§ **PROBLEM STATEMENT**: Search the records for the string "opened". Copy each line where it occurs.

Stored items:
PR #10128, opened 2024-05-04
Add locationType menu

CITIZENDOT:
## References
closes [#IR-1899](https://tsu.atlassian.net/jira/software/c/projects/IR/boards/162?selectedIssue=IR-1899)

...

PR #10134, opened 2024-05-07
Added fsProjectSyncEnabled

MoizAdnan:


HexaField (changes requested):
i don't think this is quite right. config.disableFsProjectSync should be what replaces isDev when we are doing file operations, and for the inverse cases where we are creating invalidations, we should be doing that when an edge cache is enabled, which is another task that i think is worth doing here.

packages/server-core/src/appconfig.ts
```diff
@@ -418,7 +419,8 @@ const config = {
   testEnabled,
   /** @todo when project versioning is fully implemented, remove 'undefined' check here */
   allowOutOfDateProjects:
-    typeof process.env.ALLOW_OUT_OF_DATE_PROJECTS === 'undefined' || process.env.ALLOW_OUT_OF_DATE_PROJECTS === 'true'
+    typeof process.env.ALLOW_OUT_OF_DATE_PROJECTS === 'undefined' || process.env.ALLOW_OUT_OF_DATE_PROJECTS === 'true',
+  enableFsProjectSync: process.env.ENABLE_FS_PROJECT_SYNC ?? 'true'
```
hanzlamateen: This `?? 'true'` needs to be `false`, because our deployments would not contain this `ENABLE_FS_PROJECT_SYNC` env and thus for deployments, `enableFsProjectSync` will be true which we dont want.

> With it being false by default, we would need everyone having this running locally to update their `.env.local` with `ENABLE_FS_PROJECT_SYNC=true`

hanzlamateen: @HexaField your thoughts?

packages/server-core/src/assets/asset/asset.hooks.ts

§ **EXERCISE RESULT**:
PR #10128, opened 2024-05-04
PR #10134, opened 2024-05-07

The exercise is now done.